• **ACTIVITY**
Provide an exact copy of the lines from the beginning of the records through the line that includes "-662,10 +662,22 @@", and of no others.

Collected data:

++++++++++

PR #1669, opened 2014-10-13
Fixes #1648 - warn about multiple or no main classes

### LINKED ISSUE #1648: selectPackageMain should always warn about ambiguous main class
In

https://github.com/sbt/sbt/blob/0.13/main/src/main/scala/sbt/Defaults.scala#L668

sbt guesses main class for a package, but do not warn if there is more than one.

sbt should use some strategy to warn about the fact, like two lines above for selectRunMain

kretes:
Fixes #1648 

Works, but doesn't look like the best way to handle that.

My PR would benefit from some hints on how to handle logging in sbt itself.

### DIFF
--- a/main/src/main/scala/sbt/Defaults.scala
+++ b/main/src/main/scala/sbt/Defaults.scala
@@ -264,9 +264,9 @@ object Defaults extends BuildCommon {
     definedSbtPlugins <<= discoverPlugins,
     discoveredSbtPlugins <<= discoverSbtPluginNames,
     inTask(run)(runnerTask :: Nil).head,
-    selectMainClass := mainClass.value orElse selectRunMain(discoveredMainClasses.value),
+    selectMainClass := pickMainClass(discoveredMainClasses.value) orElse askForMainClass(discoveredMainClasses.value),
     mainClass in run := (selectMainClass in run).value,
-    mainClass := selectPackageMain(discoveredMainClasses.value),
+    mainClass := pickMainClassOrWarn(discoveredMainClasses.value, streams.value.log),
     run <<= runTask(fullClasspath, mainClass in run, runner in run),
     runMain <<= runMainTask(fullClasspath, runner in run),
     copyResources <<= copyResourcesTask
@@ -662,10 +662,22 @@ object Defaults extends BuildCommon {
       new Package.Configuration(srcs, path, options)
     }
 
-  def selectRunMain(classes: Seq[String]): Option[String] =
+  @deprecated("use Defaults.askForMainClass", "0.13.7")
+  def selectRunMain(classes: Seq[String]): Option[String] = askForMainClass(classes)
+  @deprecated("use Defaults.pickMainClass", "0.13.7")
+  def selectPackageMain(classes: Seq[String]): Option[String] = pickMainClass(classes)
+  def askForMainClass(classes: Seq[String]): Option[String] =
     sbt.SelectMainClass(Some(SimpleReader readLine _), classes)
-  def selectPackageMain(classes: Seq[String]): Option[String] =
+  def pickMainClass(classes: Seq[String]): Option[String] =
     sbt.SelectMainClass(None, classes)
+  private def pickMainClassOrWarn(classes: Seq[String], logger: Logger): Option[String] = {
+    classes match {
+      case Nil                           => logger.warn("No main class detected")
+      case multiple if multiple.size > 1 => logger.warn("Multiple main classes detected.  Run 'show discoveredMainClasses' to see the list")
+      case _                             =>
+    }
+    pickMainClass(classes)
+  }
 
   def doClean(clean: Seq[File], preserve: Seq[File]): Unit =
     IO.withTemporaryDirectory { temp =>
--- a/notes/0.13.7.markdown
+++ b/notes/0.13.7.markdown
@@ -11,6 +11,7 @@
   [@tmandke]: https://github.com/tmandke
   [@topping]: https://github.com/topping
   [@WarsawScala]: https://github.com/WarsawScala
+  [@kretes]: https://github.com/kretes
   [1237]: https://github.com/sbt/sbt/issues/1237
   [1430]: https://github.com/sbt/sbt/issues/1430
   [1544]: https://github.com/sbt/sbt/issues/1544
@@ -33,6 +34,7 @@
   [1631]: https://github.com/sbt/sbt/pull/1631
   [1642]: https://github.com/sbt/sbt/pull/1642
   [1683]: https://github.com/sbt/sbt/pull/1683
+  [1648]: https://github.com/sbt/sbt/pull/1648
 
 ### Fixes with compatibility implications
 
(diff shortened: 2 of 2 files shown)


lightbend-cla-validator:
Hi @kretes,

typesafe-tools:

main/src/main/scala/sbt/Defaults.scala
```diff
@@ -662,10 +662,17 @@ object Defaults extends BuildCommon {
       new Package.Configuration(srcs, path, options)
     }
 
-  def selectRunMain(classes: Seq[String]): Option[String] =
+  def askForMainClass(classes: Seq[String]): Option[String] =
```
jsuereth, line 669: So, we can't actually change the name of this method without breaking binary compatibility.  I agree that your name is better, so you can keep the old one and deprecate it if you want.

main/src/main/scala/sbt/Defaults.scala
```diff
@@ -662,10 +662,17 @@ object Defaults extends BuildCommon {
...
     sbt.SelectMainClass(Some(SimpleReader readLine _), classes)
-  def selectPackageMain(classes: Seq[String]): Option[String] =
+  def pickMainClass(classes: Seq[String]): Option[String] =
```
jsuereth, line 671: ditto on new name here.

main/src/main/scala/sbt/Defaults.scala
```diff
@@ -662,10 +662,17 @@ object Defaults extends BuildCommon {
...
     sbt.SelectMainClass(None, classes)
+  def warnAboutNoMainClass(classes: Seq[String]): Option[String] = {
```
jsuereth: have this guy take in a `sbt.Logger`and do "log.warn"

main/src/main/scala/sbt/Defaults.scala
```diff
@@ -264,9 +264,9 @@ object Defaults extends BuildCommon {
     definedSbtPlugins <<= discoverPlugins,
     discoveredSbtPlugins <<= discoverSbtPluginNames,
     inTask(run)(runnerTask :: Nil).head,
-    selectMainClass := mainClass.value orElse selectRunMain(discoveredMainClasses.value),
+    selectMainClass := pickMainClass(discoveredMainClasses.value) orElse askForMainClass(discoveredMainClasses.value),
     mainClass in run := (selectMainClass in run).value,
-    mainClass := selectPackageMain(discoveredMainClasses.value),
+    mainClass := pickMainClass(discoveredMainClasses.value) orElse warnAboutNoMainClass(discoveredMainClasses.value),
```
jsuereth: You can pass in a logger with:

``` scala
warnAboutNoMainClass(discoveredMainClasses.value, streams.value.log)
```

jsuereth:
Commented as I could.  Thanks for adding this! Looking forward to the new warning.

main/src/main/scala/sbt/Defaults.scala
```diff
@@ -662,10 +662,21 @@ object Defaults extends BuildCommon {
...
     sbt.SelectMainClass(Some(SimpleReader readLine _), classes)
-  def selectPackageMain(classes: Seq[String]): Option[String] =
+  def pickMainClass(classes: Seq[String]): Option[String] =
     sbt.SelectMainClass(None, classes)
+  private def warnAboutNoMainClass(classes: Seq[String], logger: Logger): Option[String] = {
+    classes match {
+      case Nil                           => logger.warn("No main class detected")
+      case multiple if multiple.size > 1 => logger.warn("Multiple main classes detected.  Run 'show discoveredMainClasses' to see the list")
+    }
+    None
```
jsuereth: shouldn't this be `classes.headOption` ?

jsuereth:
One question, otherwise LGTM

main/src/main/scala/sbt/Defaults.scala
kretes: warnAboutNoMainClass is only used as an argument to 'orElse' when sbt.SelectMainClass(None, classes) yields None. That's why it returns None, as a "pure side-effect" ;-) function.

returning classes.headOption would change the way sbt resolves main class for ambiguous results. 

alternative way of expressing that would be to rewrite warnAboutNoMainClass as:

```
private def pickMainClassOrWarn(classes: Seq[String], logger: Logger): Option[String] = {
    classes match {
      case Nil                           => logger.warn("No main class detected")
      case multiple if multiple.size > 1 => logger.warn("Multiple main classes detected.  Run 'show discoveredMainClasses' to see the list")
    }
    sbt.SelectMainClass(None, classes)
  }
```

and use it directly `mainClass := pickMainClassOrWarn(discoveredMainClasses.value, streams.value.log)`

jsuereth: Yeah, I think I'd like the above option better, or make "warnAboutNoMainClass as its own standalone method returning "Unit" and just call it from the right location.

In any case, generally LGTM, but we need you to rebase as we've drifted from master.

kretes:
Rebased and hopefully ready.

WRT to depracation I wonder if this is really the case to keep methods as deprecated - I searched github, noone is using the methods to calculate main class.

jsuereth:
Regarding deprecation, we like to be cautious.  Ideally the new methods become `private[sbt]` so it's no longer a concern in the future.  You may notice I do a lot of `deprecated("No longer public")` in the future for things like this.

main/src/main/scala/sbt/Defaults.scala
```diff
@@ -662,10 +662,21 @@ object Defaults extends BuildCommon {
...
+  @deprecated("use Defaults.pickMainClass", "0.13.7")
+  def selectPackageMain(classes: Seq[String]): Option[String] = pickMainClass(classes)
+  def askForMainClass(classes: Seq[String]): Option[String] =
     sbt.SelectMainClass(Some(SimpleReader readLine _), classes)
-  def selectPackageMain(classes: Seq[String]): Option[String] =
+  def pickMainClass(classes: Seq[String]): Option[String] =
     sbt.SelectMainClass(None, classes)
+  private def pickMainClassOrWarn(classes: Seq[String], logger: Logger): Option[String] = {
+    classes match {
+      case Nil                           => logger.warn("No main class detected")
```
jsuereth, line 675: I think this needs to be `Seq()`

main/src/main/scala/sbt/Defaults.scala
```diff
@@ -662,10 +662,21 @@ object Defaults extends BuildCommon {
...
+      case multiple if multiple.size > 1 => logger.warn("Multiple main classes detected.  Run 'show discoveredMainClasses' to see the list")
+    }
```
jsuereth, line 678: You need a default case that does nothing, otherwise this will throw MatchError, see: https://travis-ci.org/sbt/sbt/jobs/38639951#L4395

jsuereth:
The tests caught something, commented on the error.

main/src/main/scala/sbt/Defaults.scala
kretes, line 675: why?
Currently it works, and is the same as in https://github.com/sbt/sbt/blob/0.13/run/src/main/scala/sbt/SelectMainClass.scala#L11

main/src/main/scala/sbt/Defaults.scala
kretes, line 678: right. only now I noticed how are the 'integration' tests for sbt projects done. Is there a way to verify some log output in those 'scripted' tests ? I could add some test for that

main/src/main/scala/sbt/Defaults.scala
jsuereth, line 675: Ah, nevermind.  That's my bad.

++++++++++

• **TASK ANSWER**
PR #1669, opened 2014-10-13
Fixes #1648 - warn about multiple or no main classes

### LINKED ISSUE #1648: selectPackageMain should always warn about ambiguous main class
In

https://github.com/sbt/sbt/blob/0.13/main/src/main/scala/sbt/Defaults.scala#L668

sbt guesses main class for a package, but do not warn if there is more than one.

sbt should use some strategy to warn about the fact, like two lines above for selectRunMain

kretes:
Fixes #1648 

Works, but doesn't look like the best way to handle that.

My PR would benefit from some hints on how to handle logging in sbt itself.

### DIFF
--- a/main/src/main/scala/sbt/Defaults.scala
+++ b/main/src/main/scala/sbt/Defaults.scala
@@ -264,9 +264,9 @@ object Defaults extends BuildCommon {
     definedSbtPlugins <<= discoverPlugins,
     discoveredSbtPlugins <<= discoverSbtPluginNames,
     inTask(run)(runnerTask :: Nil).head,
-    selectMainClass := mainClass.value orElse selectRunMain(discoveredMainClasses.value),
+    selectMainClass := pickMainClass(discoveredMainClasses.value) orElse askForMainClass(discoveredMainClasses.value),
     mainClass in run := (selectMainClass in run).value,
-    mainClass := selectPackageMain(discoveredMainClasses.value),
+    mainClass := pickMainClassOrWarn(discoveredMainClasses.value, streams.value.log),
     run <<= runTask(fullClasspath, mainClass in run, runner in run),
     runMain <<= runMainTask(fullClasspath, runner in run),
     copyResources <<= copyResourcesTask
@@ -662,10 +662,22 @@ object Defaults extends BuildCommon {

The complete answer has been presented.